Lake Woods is an ephemeral freshwater lake in the Northern Territory of Australia. It lies on Newcastle Creek close to the small town of Elliott on the Stuart Highway, about halfway between Darwin and Alice Springs. It is important as a breeding site for waterbirds.

==Description==
There are two near-permanent waterholes on Newcastle Creek - South Newcastle and Longreach – that merge with Lake Woods during major floods, creating a large expanse of open water. The lake basin supports open lignum shrubland and open woodland of coolibah, gutta-percha and belalie. River red gums occur around the waterholes.

The land in the IBA is covered by two pastoral leases, Newcastle Waters and Powell Creek, both of which are managed by the Consolidated Pastoral Company.

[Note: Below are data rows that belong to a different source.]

PR #121, opened 2018-02-20
client/ExecuteRequestRaw: Add support for querystring in this func

stack72:


kwilczynski:
Hi @stack72, looks good! A very nice feature that was missing.

PR #126, opened 2018-02-23
root: Move GetTritonEnv into root triton package

cheapRoc:
Something I noticed while working on `triton-go` lately is that we should probably rename `client.GetTritonEnv` => `triton.GetEnv`. This will help maintain our environment variable configuration at the root of the project for easier consumption. I've also added a unit test.

### DIFF
--- a/client/client.go
+++ b/client/client.go
@@ -18,7 +18,6 @@ import (
 	"net"
 	"net/http"
 	"net/url"
-	"os"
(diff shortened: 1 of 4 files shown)


stack72:
Nice addition @cheapRoc I have added similar code elsewhere due to a circular dep so I can remove that now :)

About 8% of the land is managed as the Longreach Waterhole Protected Area by the Parks and Wildlife Commission of the Northern Territory in cooperation with the lease managers.

==Birds==
A 1240 km2 tract of land, corresponding to the area of the lake when fully inundated, has been identified by BirdLife International as an Important Bird Area (IBA) because it has supported up to 116,000 waterbirds when flooded, including over 1% of the world population of plumed whistling-ducks. It also provides habitat for Australian bustards and yellow-tinted honeyeaters. Bird species recorded in substantial numbers include the Australian pelican, Oriental pratincole and little curlew. The IBA is the only known inland breeding site in the Northern Territory for great egrets.